By eliminating Java virtual machine-based object cache, release 2.3 is designed to offer higher concurrent performance at scale. There is also better Cypher performance through improvements to the query planner, according to Neo.
"Neo4j 2.3 marks the culmination of close to two years of engineering effort to move the entire database cache into a different layer, out of the JVM and off heap from the JVM and onto a low-level in-memory page cache that we designed especially for handling graph workloads," Neo Technology products VP Philip Rathle said.
"Java is extremely good and efficient at many things. What it's not so great at is if inside your Java virtual machine you're attempting to store the database cache. Then what happens with very high workloads is that you end up churning data in the cache. We've had customers with gigabytes of data per second coming into and out of the JVM."
The resulting garbage-collection process causes delays and can involve users with complex Java tuning.
"You really want your database just to perform and just to be robust and reliable. So by moving the cache off the JVM heap, we're seeing inside our own internal tests as well as some customers that have been part of the beta program much better scalability and just general behaviour as the datasets get very big," Rathle said.
The previous 2.2 release offered improvements in concurrent write throughput, with 10 times more being pushed data in.
"This does a similar thing for reads. We've seen in our testing with realistic customer workloads increases of up to seven times on larger machines with multi-threaded workloads," he said.
The open-source Neo4j graph database is used by businesses such as eBay, Wal-Mart and UBS. Graph databases use nodes and the connections between them to describe networks and contexts.
Last year, Forrester Research predicted that just over a quarter of enterprises will be using such databases by 2017 to support next-generation business applications that need connected datasets.
In Neo4j 2.3, the query planner, which uses the pattern described in the Cypher query to calculate the fastest and cheapest way of obtaining the information required, has been improved.
"Even for a simple query there may be literally be hundreds of millions of ways the database could go about getting the data. The best path could differ quite a lot, based on the data and how it's connected and how much of one type of thing you have versus another," Rathle said.
"The query planner that we released earlier this year was our first foray into cost-based planning, which takes account of both the shape of the query and the shape and quantity of data. We've made it a lot better in 2.3. It supports a number of new algorithms for really some important queries, including some that are really common in recommendations."
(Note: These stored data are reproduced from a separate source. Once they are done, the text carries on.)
PR #1041, opened 2026-07-27
Feat/QoL: new Raid Tools page — ready check, pull timer, raid markers

Absol3m:
## What does this PR do?

Adds a **Raid Tools** page to Quality of Life, next to Movement Alerts.
Off by default; nothing changes for anyone who does not switch it on.

Pure API — no Blizzard frame is hooked, reskinned or reparented. The panels
are our own frames drawn with the suite's primitives, so there is no taint
surface from borrowing Blizzard's raid UI.

## What it does

Four **independently positionable** panels, each with its own saved position,
its own scale and its own on/off switch. They stack by default so they read as
one panel until you move something; unlock mode's anchor-linking drags several
as a unit.

| Panel | Contents |
|---|---|
| Group | Ready check, role check, convert to raid/party, disband (confirmed) |
| Pull Timer | Three configurable durations + stop |
| Target Markers | The 8 raid symbols on your target + clear |
| World Markers | The 8 coloured ground flares + clear all |

image

Capture d&#39;écran 2026-07-27 171704

Splitting the categories is the deliberate difference from Method Raid Tool,
which ships one fixed bar: target markers can sit under the raid frames while
the group buttons live elsewhere.

**Access:** `/euiraid` or a keybind. **Options:** QoL → Raid Tools.

Capture d&#39;écran 2026-07-27 174706

## Combat model

Raid markers have to be placeable mid-pull, and that constraint shapes the
feature:

* Every marker button is a `SecureActionButtonTemplate` built **once** at load
  and never re-anchored, re-parented or resized afterwards.
* Panel visibility runs through a secure snippet driven by a state driver, not
  Lua `Show`/`Hide` — the client blocks hiding a frame that owns protected
  children during combat, which is exactly when a raid leader needs the markers.
* Geometry changes are deferred out of combat behind a dirty flag, so a settings
  change made mid-fight lands on `PLAYER_REGEN_ENABLED` instead of being lost.

Marker buttons are dimmed rather than disabled when the player lacks assist —
the game already no-ops the call. Solo counts as permitted, matching MRT, so the
panels are usable on a target dummy.

## MRT compatibility

MRT is the reference implementation, so the parts players already rely on follow
it rather than inventing an alternative:

* **Slash commands come from the `SLASH_*` globals**, never literals. `/tm` and
  `/cwm` are localized — a hardcoded literal silently breaks every non-English
  client.
* `marker` is a **string**, and set/clear split across `action1`/`action2`.
* Clear-all is a macro (`/cwm All`); the attribute form only clears one index.
* World markers are coloured discs using MRT's own `wm_color` values, so both
  addons agree on which flare is which colour.
* The pull timer hands the countdown to whichever boss mod is loaded
  (`SlashCmdList.pull` → `BIGWIGSPULL` → `DEADLYBOSSMODSPULL`) before running
  Blizzard's own, guarded by `InChatMessagingLockdown` — the same sequence as
  MRT's `Timers.lua`. Pressing our button and MRT's produces the same pull.

No addon comms are used, so there is no interaction with MRT's `EXRTADD` /
`MRTADDA`–`I` prefixes.

## Fits the existing suite

Visibility is the shared multi-select system, not a local rule:
`BuildVisibilityDriverString` compiles the secure driver, `EvalVisibilityModes`
settles the out-of-combat case a re-registered driver will not re-fire, and the
options row is `BuildVisibilityModeRow`. Mouseover is filtered out via the
existing `caps.noMouseover` — hover reveal needs the Lua poll the insecure
modules run, and an inert checkbox is worse than none.

Visuals go through `MakeStyledButton`, `MakeBorder`, `GetFontPath` and
`GetAccentColor`; confirmations through `ShowConfirmPopup`; messages through
`EllesmereUI.Print`. The settings are one slice of the shared `EllesmereUIQoLDB`
profile, read through the same per-call accessor BattleRes and MovementAlert use.

## How was it tested?

Tested solo and in a party: panel display, positioning, per-panel scale and
enable, target markers, the visibility axes, the options page.

## Follow-ups

Deliberately out of scope, each planned as its own PR chained on this one:

1. An addon-comms layer. It is the prerequisite for the durability and weapon
   enchant columns of a raid check — neither is readable on other players, so
   each client has to broadcast its own, which is how MRT does it — and later
   for shared raid notes and addon version checks.
2. A raid check window (roster grid: flask, food, rune, raid buffs), on top of
   that layer.

## Checklist


Absol3m:
This is the first step in developing the raid tool; I’m working on making it interoperable with MRT.
If you spot any features you’d like to see included, please feel free to let me know in the comments on this PR – I always read everything, even after it’s been merged.

hellsy55:
This looks great! Can we have an option to show or hide especific EUI raid groups just like the blizzard frame has?

Absol3m:
> This looks great! Can we have an option to show or hide especific EUI raid groups just like the blizzard frame has?

I’ll look into this with a view to future updates, if this part is approved by the team.

PR #1071, opened 2026-07-29
Add translation for 'Change Spec' in Korean

Crazyyoungs:
## What does this PR do?

- Players using the Korean client will now see `"특성 변경"` properly rendered in the UI.

## How was it tested?

- Tested on the live retail client with Korean language settings.

## Checklist


EllesmereGaming:
manually merged, in with next patch ty!

PR #1077, opened 2026-07-29
feat(item level): Add an option to color item level by track or not

Xelia-wow:
## What does this PR do?

Adds a "Color by Rarity" toggle for item level text, both in the Bags/Bankand on the Character/Inspect sheet. Item levels are normally colored by the item's upgrade track (Explorer/Veteran/Champion/Hero/Myth); with this option enabled, they're always colored by item rarity instead, ignoring the track.

- Bags: new toggle in the "Item Level Options" cog next to "Show Item Level" (applies to both bags and bank).
- Character Sheet / Inspect: new toggle in the cog next to the "Item Level" checkbox on the Character Sheet card.
- Both toggles default **off** (unchanged track-coloring behavior).
- Added French, German, Korean, Russian, Simplified and Traditional Chinese translations for the new label/tooltip.
- Included two one-time migrations to clear a pre-existing, never-shipped "custom item level color" flag (`itemlevelUseCustomColor` /  `charSheetItemLevelUseColor`) that could get stuck ON during dev testing and silently outrank both the track color and the new toggle.

## How was it tested?

Open bag/bank/character sheet with and without the option checked

## Screenshots

image
image

## Checklist

- [x] Zero cost while disabled: no events registered, no polling, no hooks  doing work, no frames built -- just one extra boolean check inside existing color-resolution code that already runs every refresh
- [x] Cheap while enabled: same code path, no polling/timers/per-frame allocations added
- [x] No writes onto Blizzard-owned frames -- only touches EUI's own bag/bank buttons and the existing themed character-sheet label frames, via the  same accessors the surrounding code already uses
- [X] Tested in-game, works on live retail; no load errors on the 12.1 PTR client


EllesmereGaming:

PR #1081, opened 2026-07-29
QoL: Raid Tools gains a subgroup visibility row

Absol3m:
Blizzard's raid frames used to expose a per-subgroup filter and the UI for it
is gone — the functions linger on `CompactRaidFrameManager` but nothing
exercises them, and it is protected besides. So a raid leader who wants to
watch only groups 1–4 has nowhere to say so.

This puts the row of eight numerals back, in Group & Pull.

### A row, not a panel

This PR previously proposed a third Raid Tools window and converted `showAs`
into a cumulative set of windows plus a combine flag. That is withdrawn.

Show As owns the window composition outright and does so deliberately — the
file says as much in its header. A fourth axis for one strip of buttons would
be paying for a whole window's worth of state (a shell, a saved position, an
unlock element, a title, a migration) to draw eight numerals. The row instead
rides whatever composition the user already chose, and **`showAs` is not
touched at all**.

The result is one file, +154/−1, and no migration.

image

### One setting, one owner

The toggles drive `EllesmereUIRaidFrames`' own `visibleGroups` directly rather
than keeping a copy, and they read it the same way the raid frames do — absent
means unfiltered. That addon's default is groups 1–6, which the row shows as-is;
a second default here is exactly the drift that reading theirs avoids.

With that addon disabled there is nothing to drive, so the row dims and its
label says why instead of lying. That is the whole fallback for someone running
the Blizzard raid frames or another addon's — driving Blizzard's own filter was
considered and rejected, since it is protected and there is no supported read
to paint from. Anyone who replaced our raid frames is using something that
carries its own group filter anyway.

### Rank does not gate it

These toggles change only what *this* client draws, so a raider with no assist
can still filter their own view. `MakeGroupButton` registers every button into
the permission sweep automatically, so the toggles carry a `localOnly` flag and
that sweep skips them — otherwise the two would fight over the same alpha, last
writer winning, and the row would go dead for anyone without assist.

### Combat

Toggling under lockdown sets the value and defers the header rebuild to
`PLAYER_REGEN_ENABLED`. Rebuilding secure group headers is forbidden in combat:
`_LayoutGroupsImpl` returns early there, and the raid frames' own post-combat
pass only re-lays out for roster and size-tier changes, so it would never pick
this up on its own.

The replay sits before the mode gate in the event handler, for the same reason
`applyPending` does — the setting has already changed, and swallowing the
re-render leaves the frames showing the old set.

### Cost

The repaint is memoized on a bitmask of everything it draws — the eight toggles
plus whether there is anything to drive — because it runs on
`GROUP_ROSTER_UPDATE`, which bursts through a raid night, and nothing it reads
changes on that event.

### Notes

- No new locale keys in `_keys.txt`: the two labels reach `L` as variables, the
  documented arrangement this file already uses for its section and marker-row
  labels. The in-game harvester picks them up.
- Rebased on v8.8.8. Merges cleanly, and no longer collides with the Raid Tools
  cog PR in `BuildAll()` — that conflict was a consequence of the withdrawn
  approach.

Tested in game.

### DIFF
--- a/EllesmereUIQoL/EllesmereUIQoL_RaidTools.lua
+++ b/EllesmereUIQoL/EllesmereUIQoL_RaidTools.lua
@@ -107,6 +107,7 @@ local ROW_GAP      = 4
 local MARKER_SZ    = 23
 local MARKER_LBL_H = 10
 local ICON_SZ      = 30
+local RAID_GROUPS  = 8               -- subgroups a raid can hold; fixed by the game
 local PULL_SLOTS   = 3
 local PULL_DEFAULTS = { 3, 5, 10 }   -- also seeded into DB_DEFAULTS below
 ns.PULL_DEFAULTS = PULL_DEFAULTS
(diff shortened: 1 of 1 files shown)


EllesmereGaming:

PR #1755, opened 2026-08-26
feat(qol): add Compact Band layout to Raid Tools

0x963D:
## What does this PR do?

Adds an opt-in **Compact Band** choice to Raid Tools' existing **Show as** setting. **One Window remains the default**, and every existing layout keeps its current behavior.

Compact Band is a single resizable row containing Blizzard's raid-marker and clear icons, **RC** for Ready Check, and **PT** for the configured pull timers. Marker buttons keep the existing target/world mouse mappings. The band registers as a normal Unlock Mode element, so its standard cog provides width, height, anchoring, and size matching.

This PR contains no Chat integration, bundled icon assets, or Quick Fire bindings. RC/PT use text so project-owned icons can be supplied later if desired.

## How was it tested?

Tested in-game on live Retail Midnight 12.1 after `/reload`.

- Checked marker order and the target/world marker mouse actions.
- Checked RC/PT controls and the two-column house tooltip.
- Checked Unlock Mode width, height, and positioning.
- Moved the unanchored band, saved, and confirmed its position survives `/reload`.
- Parsed both changed Lua files as Lua 5.1.
- Ran `git diff --check`, the ASCII scan, locale regeneration, and the UI consistency detector.
- Verified that the branch changes only the Raid Tools runtime and options files.

## Screenshots

**Before (v9.0.6):** Raid Tools has no Compact Band choice. One Window remains the default and is unchanged by this PR.

**After — Compact Band as a standalone Unlock Mode element:**

Compact Band shown as a standalone Unlock Mode element

**After — the same band positioned independently above Chat:**

Compact Band positioned independently above Chat

The PR does not read or modify Chat.

## Checklist

- [x] No writes onto Blizzard-owned frames. Weak-table handling and Blizzard-frame hooks are not applicable; the band uses addon-owned frames only
- [x] Tested in-game, works on live Retail Midnight 12.1 with no load errors

### DIFF
--- a/EllesmereUIOptions/EUI_QoL_RaidTools_Options.lua
+++ b/EllesmereUIOptions/EUI_QoL_RaidTools_Options.lua
@@ -54,10 +54,24 @@ initFrame:SetScript("OnEvent", function(self)
         return (Cfg("mode") or "never") == "never"
     end
 
-    -- The runtime owns the normalize (unknown values read as "one").
+    -- The runtime owns the normalize (unknown values retain One Window).
     local function ShowAsVal()
         if ns.ShowAs then return ns.ShowAs() end
         return Cfg("showAs") or "one"
+    end
+
+    local function LegacyDisabled()
+        return Disabled() or ShowAsVal() == "compact"
+    end
+    local function RoleCheckDisabled()
+        return Disabled() or ShowAsVal() == "markers"
+    end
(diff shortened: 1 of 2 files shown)


EllesmereGaming:
excellent work, ty for splitting up the PRs!

PR #1764, opened 2026-08-26
Fix Mirror Key Presses not matching item-based actions

svart2521:
Bug: https://discord.com/channels/585577383847788554/1541691517218066502

Issue: "Mirror Key Presses" on a custom Cooldown Manager bar wasn't flashing the mirror overlay for trinkets, potions, or healthstones — the actual keybind still fired the item fine, just no visual mirror. Toggling other bar settings had no effect because the bug wasn't a settings issue at all.

Root cause: The press-mirror code (SlotSpellID in EllesmereUICdmHooks.lua) only knew how to resolve action bar slots holding a spell or macro. Any slot holding an item directly (trinket, potion, healthstone) reports actionType == "item", which fell through to nil — silently killing the mirror for every item-tracked icon.

Fix: OnPress now also resolves item-type presses and matches them against how this addon actually keys item-based bar icons — a negative identity (-itemID for potions/healthstones/custom items, -invSlot for equipped-slot tracking like trinkets' -13/-14) — plus the item's on-use spell ID as a fallback for the rarer case where it's tracked as a raw Custom Spell entry.

### DIFF
--- a/EllesmereUICooldownManager/EllesmereUICdmHooks.lua
+++ b/EllesmereUICooldownManager/EllesmereUICdmHooks.lua
@@ -10283,6 +10283,14 @@ do
         local actionType, id, subType = GetActionInfo(slot)
         if actionType == "spell" then
             return id
+        elseif actionType == "item" then
+            -- On-use trinkets/potions/healthstones placed directly on the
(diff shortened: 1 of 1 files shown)


EllesmereGaming:
BOOM ANOTHER ONE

Other improvements in release 2.3 are string-enhanced graph searches, and database-enforced schema to ensure specified properties always exist for given nodes and relationships. There is also a fully-supported Neo4j data integration library for the Spring Framework.
On the operations side, Neo4j brings official support of Docker containers and for PowerShell, along with a Mac installer and launcher.
Under the partnership with IBM, the high-end Power8 system with large in-memory capacity will be offered with the Neo4j database, particularly aimed fraud detection, large-scale recommendations and Internet-of-Things applications.
"Our engineering teams are working with IBM's hardware engineering teams to optimise both Neo4j and the Power8 platforms to be able to process extremely large graphs much faster and at much higher rates than anything that's been possible. We expect it to push the state of the art by probably 10 times," Rathle said.
The goal of the openCypher open-source project will be the creation of a language specification, a reference implementation, a technology compatibility kit, and reference documentation.
Initial supporters of the project include Oracle, Apache Spark firm Databricks, Tableau, GraphAware, GrapheneDB, Graph Story, GraphGrid, Information Analysis Incorporated, Linkurious, Structr and Tom Sawyer Software.
"The query language is something that we've spent years refining - it's actually our third attempt at a query language. It's really created a strong base of adoption, where most people learning graph databases today learn using the Cypher query language," he said.